While the public image of science education may be one of simply learning facts by rote, science education in recent history also generally concentrates on the teaching of science concepts and addressing misconceptions that learners may hold regarding science concepts or other content. Science education has been strongly influenced by constructivist thinking.[11]Constructivism in science education has been informed by an extensive research programme into student thinking and learning in science, and in particular exploring how teachers can facilitate conceptual change towards canonical scientific thinking. Constructivism emphasises the active role of the learner, and the significance of current knowledge and understanding in mediating learning, and the importance of teaching that provides an optimal level of guidance to learners.[12]

The guided-discovery approach to science education[edit]

Along with John Dewey, Jerome Bruner, and many others,Arthur Koestler[13] offers a critique of contemporary science education and proposes its replacement with the guided-discovery approach:

To derive pleasure from the art of discovery, as from the other arts, the consumer—in this case the student—must be made to re-live, to some extent, the creative process.
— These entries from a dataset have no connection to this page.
PR #417, opened 2023-06-06
First version SU implementation

marlonbaeten:
A v0.1 SU implementation

**Pull Request Checklist**
- [x] This pull request will fix issue https://github.com/memorysafety/sudo-rs/issues/205


rnijveld (approved):
I'm wondering if we could make context something that is generic over sudo/su (and doas) and can be used the same for either binary. I.e. the abstraction would be one level higher where our specific implementation creates a generic context based on what that implementation requires. We could then also generalize our pipeline implementation over both, where the only difference would be the context instantiation and the policy decisions made. For example in the context we store the user that needs to be authenticated, then sudo could set the current user, whereas su would set the target user for that field. But this looks good for now!

PR #418, opened 2023-06-06
Use sockets for IPC

pvdrz:
This PR replaces the pipe used for communication between the parent and monitor processes with a socket to allow bidirectional communication which improves the synchronization between two processes:
- The monitor now sends the PID of the command back to the parent process so it can ignore signals that are self-terminating.
- If the monitor cannot spawn the command, it sends the IO error back to the parent process so it can return it outside of `sudo-exec` without relying on `fork`.

Eventually this socket will be used so the parent can send the signals it receives to the monitor without relying on `kill`. In particular ogsudo uses this to send two custom signals `SIGCONT_FG` and `SIGCONT_BG` which are used to set the terminal group accordingly before sending `SIGCONT` to the command.

There were other minor changes:
- A new module `sudo_exec::io_util` was added to handle IO operations that are interrupted so we can guarantee that they happen even if a signal interrupts them.

This PR is another chunk of #363.

**Pull Request Checklist**

### DIFF
--- a/lib/sudo-system/src/lib.rs
+++ b/lib/sudo-system/src/lib.rs
@@ -141,13 +141,10 @@ pub fn set_target_user(
 }
 
 /// Send a signal to a process with the specified ID.
-///
-/// if the ID is `None`, then the signal is sent to every process for which the calling process has
-/// permission to send signal except for the init process.
-pub fn kill(pid: impl Into<Option<ProcessId>>, signal: c_int) -> io::Result<()> {
+pub fn kill(pid: ProcessId, signal: c_int) -> io::Result<()> {
     // SAFETY: This function cannot cause UB even if `pid` is not a valid process ID or if
     // `signal` is not a valid signal code.
-    cerr(unsafe { libc::kill(pid.into().unwrap_or(-1), signal) }).map(|_| ())
+    cerr(unsafe { libc::kill(pid, signal) }).map(|_| ())
 }
 
 /// Get a process group ID.


lib/sudo-exec/src/backchannel.rs
```diff
@@ -0,0 +1,158 @@
...
+        let mut buf = [0; ParentEvent::LEN];
+        self.socket.read_exact(&mut buf)?;
+
+        let (prefix_buf, data_buf) = buf.split_at(PREFIX_LEN);
+
+        let prefix = Prefix::from_ne_bytes(prefix_buf.try_into().unwrap());
+        let data = ParentData::from_ne_bytes(data_buf.try_into().unwrap());
+
+        let event = match prefix {
+            0 => ParentEvent::IoError(data),
```
japaric, line 88: could you please refactor these magic values into constants for readability? I think it would be less error prone that way.

It'd be nice to have the serialization and deserialization as methods on the Event type so maybe something like this

``` rust
impl ParentEvent {
    const IO_ERROR: Prefix = 0;
    const COMMAND_EXIT: Prefix = 1;
    // ..

    fn from_parts(prefix: prefix, data: ParentData) -> Self { /* .. */ }
    fn to_parts(&self) -> (Prefix, ParentData) { /* .. */ }
}
```

lib/sudo-exec/src/backchannel.rs
```diff
@@ -0,0 +1,158 @@
...
+};
+
+use sudo_system::interface::ProcessId;
+
+type Prefix = u8;
+type ParentData = c_int;
+const PREFIX_LEN: usize = size_of::<Prefix>();
+const PARENT_DATA_LEN: usize = size_of::<ParentData>();
+
+pub(crate) fn backchannel_pair() -> io::Result<(ParentBackchannel, MonitorBackchannel)> {
```
japaric, line 16: for readability, could we have this return a struct with named fields?

lib/sudo-exec/src/monitor.rs
```diff
@@ -111,13 +117,13 @@ impl MonitorRelay {
             // Kill the command with increasing urgency.
             SIGALRM => {
                 // Based on `terminate_command`.
-                kill(self.command_pid, SIGHUP).ok();
-                kill(self.command_pid, SIGTERM).ok();
+                kill(self.command_pid.unwrap_or(-1), SIGHUP).ok();
```
japaric: ~~could you refactor this `-1` into a constant for readability? I presume it means "self"?~~ actually `man kill` says

> If pid equals -1, then sig is sent to every process for which the  calling process has permission to send signals, except for process 1 (init), but see below.

that sounds too far reaching. shouldn't this be constrained to the process group? `man kill` says

> If pid is less than -1, then sig is sent to every process in the process group whose ID is -pid.

lib/sudo-exec/src/pty.rs
```diff
@@ -51,11 +66,33 @@ impl PtyRelay {
...
+                | ParentEvent::IoError(_) => {
+                    return ControlFlow::Break(event);
+                }
+            },
+        }
+        ControlFlow::Continue(())
     }
 
-    fn relay_signal(&self, info: SignalInfo) {
+    fn relay_signal(&mut self, info: SignalInfo) {
```
japaric, line 95: why did the mutability change here?

japaric (commented):
did a first pass and left some comments.

also, I think you unintentionally added an empty file to the tree:

`lib/sudo-exec/src/util.rs`

lib/sudo-exec/src/pty.rs
```diff
@@ -14,32 +19,42 @@ pub(super) struct PtyRelay {
...
         monitor_pid: ProcessId,
         sudo_pid: ProcessId,
         pty_leader: OwnedFd,
-        rx: OwnedFd,
+        mut backchannel: ParentBackchannel,
     ) -> io::Result<Self> {
+        retry_while_interrupted(|| backchannel.send(&MonitorEvent::ExecCommand))?;
+
         Ok(Self {
             signal_handlers: SignalHandlers::new()?,
```
japaric, line 35: Q: should the signal handler override happen before the command process is spawned or after? given that `SignalHandlers::new` comes after the `send(ExecCommand)` "barrier" it's unspecified whether it'll be executed before or after the command spawn.

pvdrz: You're right. The signal handler override should happen way before. I think it should even happen before forking so we can receive `SIGCHLD` if the command exits before we are done initializing the parent process and the monitor. I'm going to move this way up.

pvdrz: Now I wonder how our signal handlers interact with `fork`. I'm not sure if the handler will still be valid for the `child` or not.

lib/sudo-exec/src/pty.rs
pvdrz: I tried to do something else and failed, then I forgot to revert that change :sweat_smile:

lib/sudo-exec/src/monitor.rs
pvdrz: This will be solved by the refactor as `self.command_pid` doesn't need to be `Option<ProcessId>` yet and we know that it won't be negative. But yes, this section of code should check that we don't do that. Maybe our `ProcessId` should be unsigned after all.

lib/sudo-system/src/lib.rs
```diff
@@ -140,11 +140,14 @@ pub fn set_target_user(
     }
 }
 
-/// Send a signal to a process.
-pub fn kill(pid: ProcessId, signal: c_int) -> io::Result<()> {
+/// Send a signal to a process with the specified ID.
+///
+/// if the ID is `None`, then the signal is sent to every process for which the calling process has
+/// permission to send signal except for the init process.
+pub fn kill(pid: impl Into<Option<ProcessId>>, signal: c_int) -> io::Result<()> {
```
japaric, line 147: is there any caller of this function that passes `None` as the first argument? if not, I'd prefer to change the first parameter to `ProcessId` and leave out the `.unwrap_or(-1)` from the implementation.

japaric (approved):
thanks for the changes. I left one question / suggestion about the `kill` function but otherwise this looks good to me.

PR #433, opened 2023-06-08
Introduce `EventHandler`

pvdrz:

This PR introduces a new type called `EventHandler`, which can monitor multiple file descriptors and trigger a callback function when one of them is ready. This eliminates the need to depend on signals causing `EINTR` on system calls to prevent indefinite blocking.

All the `SignalHandlers` logic was moved inside `EventHandler` so that when a new event handler is created, signal handlers are overwitten and the appropriate callback for each signal handler is set up automatically.

The event loop can be interrupted by calling `EventHandler::set_break` which will break the loop when the current callback is done.

Even though the `EventHandler` is able to handle arbitrary file descriptors, the only use besides signal handling in this PR is reading from the backchannel on the parent process. More events will be added in future PRs.

This PR is another chunk of #363.

**Pull Request Checklist**


lib/sudo-exec/src/event.rs
```diff
@@ -9,19 +19,28 @@ pub(crate) type Callback<T> = fn(&mut T, &mut EventHandler<T>);
 
 /// A type able to poll events from file descriptors and run callbacks when events are ready.
 pub(crate) struct EventHandler<T> {
+    signal_handlers: HashMap<c_int, SignalHandler>,
```
japaric, line 64: for readability, could you type alias this `c_int` to something like `SignalType` (or `SignalKind`)

lib/sudo-exec/src/event.rs
```diff
@@ -32,6 +51,27 @@ impl<T> EventHandler<T> {
         self.callbacks.push(callback);
     }
 
+    /// Set the handler for `SIGNAL` to be polled for read events and set `callback` to be called
+    /// if the handler is ready.  
+    pub(crate) fn set_signal_callback<const SIGNAL: c_int>(&mut self, callback: Callback<T>) {
+        let id = EventId(self.callbacks.len());
+        let Some(handler) = self.signal_handlers.get(&SIGNAL) else {
```
japaric: I think this should panic when SIGNAL is not found as it feels like a programmer error: "tried to use a Signal that's not in the SIGNALS set"

lib/sudo-exec/src/event.rs
```diff
@@ -32,6 +51,27 @@ impl<T> EventHandler<T> {
...
+        };
+        self.poll_set.add_fd_read(id, handler);
+        self.callbacks.push(callback);
+    }
+
+    /// Receive the information related to the arrival of a signal with number `SIGNAL`. Return
+    /// `None` if the signal is not in [`SIGNALS`].
+    ///
+    /// Calling this function will block until a signal with number `SIGNAL` arrives.
+    pub(crate) fn recv_signal_info<const SIGNAL: c_int>(
```
japaric: same here. using a `SIGNAL` that's not in the `SIGNALS` set feels like a programmer error.

maybe at this point it would make sense to create an enumeration of the signals we want to handle. `signal_handlers` would always contain all the variants of that enum so there should be no runtime error = no possibility of misuse.

lib/sudo-exec/src/lib.rs
```diff
@@ -80,15 +79,16 @@ pub fn run_command(ctx: Context, env: Environment) -> io::Result<(ExitReason, im
     let monitor_pid = fork()?;
     // Monitor logic. Based on `exec_monitor`.
     if monitor_pid == 0 {
-        match monitor::MonitorRelay::new(command, pty_follower, backchannels.monitor)?.run() {}
+        let (mc, mut ev) = monitor::MonitorRelay::new(command, pty_follower, backchannels.monitor);
```
japaric, line 82: longer variable names would help readability here. I though the first element of the tuple was the `MonitorRelay` so why is it shortened to `mc`?

same comment for the `PtyRelay` below

lib/sudo-exec/src/monitor.rs
```diff
@@ -58,8 +56,25 @@ impl MonitorRelay {
             let command_pgrp = command_pid;
             setpgid(command_pid, command_pgrp);
 
+            macro_rules! set_signal_handler {
```
japaric: with a `Signal` enum this could be a for loop instead of a macro

lib/sudo-exec/src/pty.rs
```diff
@@ -28,55 +28,69 @@ impl PtyRelay {
...
-                    // We never break the event loop because of this event.
-                    ParentEvent::CommandPid(_) => unreachable!(),
-                };
-
-                return Ok((exit_reason, move || drop(self.signal_handlers)));
-            }
+    pub(super) fn run(mut self, event_handler: &mut EventHandler<Self>) -> io::Result<ExitReason> {
+        event_handler.event_loop(&mut self);
+        // The event loop is only broken if `last_event` is set.
+        let exit_reason = match self.last_event.unwrap() {
```
japaric, line 54: to avoid this `unwrap` maybe the `EventHandler::set_break` could take a value that's returned by `EventHandler::event_loop`. the `brk` field would change its type to `Option<U>` and `set_break` would have signature `fn(&mut self, U)`

that would you would not need the `PtyRelay.last_event` field. when no value needs to be returned from the `event_loop` you can return the `()` type

japaric (commented):
did a first pass and left some comments

lib/sudo-exec/src/monitor.rs
```diff
@@ -69,49 +84,37 @@ impl MonitorRelay {
...
+    pub(super) fn run(mut self, event_handler: &mut EventHandler<Self>) -> ! {
+        event_handler.event_loop(&mut self);
+        drop(self);
+        exit(0);
     }
 
-    fn relay_signal(&self, info: SignalInfo) {
+    fn relay_signal(&mut self, info: SignalInfo, event_handler: &mut EventHandler<Self>) {
         match info.signal() {
             // FIXME: check `mon_handle_sigchld`
```
japaric, line 119: can this FIXME be removed at this point?

lib/sudo-exec/src/monitor.rs
```diff
@@ -69,49 +84,37 @@ impl MonitorRelay {
...
+                event_handler,
+            ),
         }
     }
 
-    pub(super) fn run(mut self) -> ! {
-        loop {
-            // First we check if the command is finished
-            // FIXME: This should be polled alongside the signal handlers instead.
-            if let Ok(Some(status)) = self.command.try_wait() {
```
japaric, line 90: I think this `Command::try_wait` not happening in the newer version? can we add the Command to the poll set?

lib/sudo-exec/src/monitor.rs
```diff
@@ -69,49 +84,37 @@ impl MonitorRelay {
...
+        exit(0);
     }
 
-    fn relay_signal(&self, info: SignalInfo) {
+    fn relay_signal(&mut self, info: SignalInfo, event_handler: &mut EventHandler<Self>) {
         match info.signal() {
             // FIXME: check `mon_handle_sigchld`
-            SIGCHLD => {}
+            SIGCHLD => {
+                if let Ok(Some(exit_status)) = self.command.try_wait() {
```
japaric, line 121: I'm wondering if something should be done in the `else` branch. is possible to receive a SIGCHLD before the command has terminated? can you use `kill` to send fake `SIGCHLD` signals?

lib/sudo-exec/src/event.rs
pvdrz: I was thinking about creating a trait  `Handles<const SIGNAL: c_int> {}` that's only implemented for `EventHandler` if `SIGNAL` is in `SIGNALS`. In that way we wouldn't even need to return an `Option`.

lib/sudo-exec/src/lib.rs
pvdrz: I'm reading too much C :sweat_smile:

lib/sudo-exec/src/pty.rs
pvdrz: I like that! Maybe I could use `std::ops::ControlFlow`.

lib/sudo-exec/src/monitor.rs
pvdrz: not yet, we have to handle a bunch of controlling terminal things here.

lib/sudo-exec/src/monitor.rs
pvdrz: yes, If someone sends `SIGSTOP`, `SIGTSTP` or `SIGCONT` we'd still get `SIGCHLD`

lib/sudo-exec/src/monitor.rs
pvdrz: I used a macro because the callbacks have to be function pointers instead of closures to avoid borrowing issues in the implementation of the event loop. Even if `Signal` were an `enum` we'd need to capture the signal value, wouldn't we?

japaric (approved):
LGTM. left one nit comment about an `unreachable!` call

PR #436, opened 2023-06-08
Send signals to the monitor using the backchannel

pvdrz:
This PR uses the backchannel to forward signals from the parent process to the monitor process instead of relying on `kill`. This is done because special signal numbers will be needed when forwarding `SIGCONT` to restore the terminal foreground status. 

Additionally, the parent process now can send messages using the backchannel without blocking by buffering the messages in a queue and adding a callback to the `EventDispatcher` so the messages are sent once the backchannel is ready to send a message.

This is another chunk of #363 and it is blocked by #433

**Pull Request Checklist**

### DIFF
--- a/lib/sudo-exec/src/monitor.rs
+++ b/lib/sudo-exec/src/monitor.rs
@@ -50,7 +50,7 @@ impl MonitorClosure {
             let event = retry_while_interrupted(|| backchannel.recv())?;
 
             // Given that `UnixStream` delivers messages in order it shouldn't be possible to
-            // receive an event different to `ExecCommand` at the beginning. 
+            // receive an event different to `ExecCommand` at the beginning.
             debug_assert_eq!(event, MonitorEvent::ExecCommand);
 
             // spawn the command
--- a/lib/sudo-exec/src/monitor.rs
+++ b/lib/sudo-exec/src/monitor.rs
@@ -97,33 +97,6 @@ impl MonitorClosure {
         exit(0);
     }
 
-    /// Decides if the signal sent by the process with `signaler_pid` PID is self-terminating.
-    ///
-    /// A signal is self-terminating if `signaler_pid`:
-    /// - is the same PID of the command, or
-    /// - is in the process group of the command and the command is the leader.
-    fn is_self_terminating(
-        signaler_pid: ProcessId,
-        command_pid: ProcessId,
-        command_pgrp: ProcessId,
-    ) -> bool {
-        if signaler_pid != 0 {
-            if signaler_pid == command_pid {
-                return true;
-            }
-
-            if let Ok(grp_leader) = getpgid(signaler_pid) {
-                if grp_leader == command_pgrp {
-                    return true;
-                }
-            } else {
-                user_error!("Could not fetch process group ID");
-            }
-        }
-
-        false
-    }
-
     /// Based on `mon_backchannel_cb`
     fn read_backchannel(&mut self, dispatcher: &mut EventDispatcher<Self>) {
         match self.backchannel.recv() {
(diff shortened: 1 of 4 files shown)


lib/sudo-exec/src/monitor.rs
```diff
@@ -42,7 +42,11 @@ impl MonitorClosure {
 
             // Wait for the main sudo process to give us green light before spawning the command. This
             // avoids race conditions when the command exits quickly.
-            let MonitorEvent::ExecCommand = retry_while_interrupted(|| backchannel.recv())?;
+            let event = retry_while_interrupted(|| backchannel.recv())?;
+
+            // FIXME: ogsudo doesn't check that this event is not a forwarded signal from the
+            // parent process. What should we do in that case?
+            assert_eq!(event, MonitorEvent::ExecCommand);
```
japaric, line 51: can that happen at this point in time? the `ParentClosure` only sends `MonitorEvent::Signal`s after sending this first `MonitorEvent::ExecCommand`, right? and the `UnixStream::pair` delivers messages in order, I assume

lib/sudo-exec/src/monitor.rs
```diff
@@ -115,6 +120,46 @@ impl MonitorClosure {
...
+                    MonitorEvent::Signal(signal) => self.send_signal(signal),
+                }
+            }
+        }
+    }
+
+    /// Send a signal to the command
+    fn send_signal(&self, signal: c_int) {
+        // FIXME: We should call `killpg` instead of `kill`.
+        // FIXME: We shouldn't send any signals if the command exited already.
```
japaric, line 148: can you change the `command_pid` to an Option and set it to `None` when `command.try_wait` succeeds? this would then be executed conditionally: only when `command_pid` is in the `Some` variant

lib/sudo-exec/src/parent.rs
```diff
@@ -33,8 +35,9 @@ impl ParentClosure {
         let mut event_handler = EventHandler::<Self>::new()?;
 
         event_handler.set_read_callback(&backchannel, |ec, ev| ec.check_backchannel(ev));
+        event_handler.set_write_callback(&backchannel, |ec, ev| ec.check_queue(ev));
```
japaric, line 38: if this is a write callback when it does it fire? *not* when there's a message pending to be read from `MonitorClosure` but rather when the `ParentClosure` sends a message to the monitor?

japaric (commented):
did a first pass and left some comments but I'll have another look next week

lib/sudo-exec/src/monitor.rs
pvdrz: Afaik this type of socket should respect order, and the signal callbacks will only be called once `event_loop` is running, so yeah we shouldn't need this assertion. I'd leave it as a debug assertion just in case.

lib/sudo-exec/src/parent.rs
pvdrz: It fires when the `backchannel` socket can be written without blocking. That's why we buffer the messages in a `VecDeque` meanwhile. To be honest this shouldn't be an issue most of the time as signals are scarce but better be on the safe side I guess.

lib/sudo-exec/src/monitor.rs
pvdrz: Yeah that's exactly what ogsudo does :sweat_smile: (but using `-1` :P).

lib/sudo-exec/src/monitor.rs
```diff
@@ -97,14 +100,18 @@ impl MonitorClosure {
     /// A signal is self-terminating if `signaler_pid`:
     /// - is the same PID of the command, or
     /// - is in the process group of the command and the command is the leader.
-    fn is_self_terminating(&self, signaler_pid: ProcessId) -> bool {
+    fn is_self_terminating(
```
japaric, line 103: nit: this is pretty much down to personal style but I'm not a fan of associated functions that don't have `Self` in the signature. I would move these into free functions

japaric (approved):
left some readability / nit comments but otherwise LGTM

PR #438, opened 2023-06-09
Add new syscalls to `sudo-system`

pvdrz:
This PR:
- Changes the return type of `setpgid` to `io::Result<()>` to properly report errors.
- Adds the `killpg` syscall (required by `sudo-exec` to terminate the command and all the processes in its process group).
- Adds a test for `setpgid`.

In other words, he must be induced, with proper aid and guidance, to make some of the fundamental discoveries of science by himself, to experience in his own mind some of those flashes of insight which have lightened its path. . . . The traditional method of confronting the student not with the problem but with the finished solution, means depriving him of all excitement, [shutting] off the creative impulse, [reducing] the adventure of mankind to a dusty heap of theorems.

Specific hands-on illustrations of this approach are available.[14][15]

Research[edit]

The practice of science education has been increasingly informed by research into science teaching and learning. Research in science education relies on a wide variety of methodologies, borrowed from many branches of science and engineering such as computer science, cognitive science, cognitive psychology and anthropology. Science education research aims to define or characterize what constitutes learning in science and how it is brought about.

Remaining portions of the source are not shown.